Ask question (C4) is hard to trigger deterministically — Claude decides when to ask. Try ambiguous prompts.
Forward coalescing (T4) depends on forward_coalesce_s debounce window — send forwards quickly enough to be within the window.
Budget auto-cancel (B1) depends on how fast the engine reports costs — some engines report at the end, not incrementally.

Engine-specific

Resume (U4) requires replying to the specific resume line in the final message. Resume token format varies by engine.
Model override (U5) availability depends on which models each engine supports. Use /config → Model to see available options.
Long response (U3) behaviour varies by engine — some produce shorter responses. The key check is message splitting, not word count.
Concurrent sessions (S2) may hit rate limits on some engine APIs. Space the prompts a few seconds apart.
Reasoning levels (O2) only available for Claude and Codex.

Config and state

Subscription usage (C7) requires [footer] configured in ~/.untether-dev/untether.toml.
Export (U9) requires a completed session in the current chat. Run a prompt first if /export returns “no session”.
Chat session mode (O7) requires config change and restart — cannot toggle at runtime.
Override persistence (O8) depends on state file location — verify ~/.untether-dev/state/ exists.

Telegram platform

Stale button clicks (T8) — Telegram delivers callback queries for buttons on messages of any age. Bot must handle gracefully.
UTF-16 entity offsets (T6) — Telegram uses UTF-16 code units for entity offsets.
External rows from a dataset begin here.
PR #511, opened 2019-07-03
shell: fix elvish hook

dywedir:
TODO: for elvish 0.12+ we should check for `$nil`

### DIFF
--- a/shell_elvish.go
+++ b/shell_elvish.go
@@ -17,10 +17,10 @@ func (elvish) Hook() (string, error) {
 		if (> (count $m) 0) {
 			m = (explode $m)
 			keys $m | each [k]{
-				if (==s $k 'null') {
-					unset-env $k
-				} else {
+				if $m[$k] {
 					set-env $k $m[$k]
+				} else {
+					unset-env $k
 				}
 			}
 		}


zimbatm:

A single emoji flag sequence occupies 2 code units but 1 Python codepoint. Test with emoji-heavy text.
4096-char limit applies after entity parsing, not before. Splitting must account for entity boundaries.
Voice messages (T1) require Opus/OGG format, max 10MB by default. Transcription depends on configured API endpoint being accessible.
429 rate limits block ALL Telegram sends for the full retry_after duration, not just the rate-limited chat. Monitor logs for 429s during high-volume testing.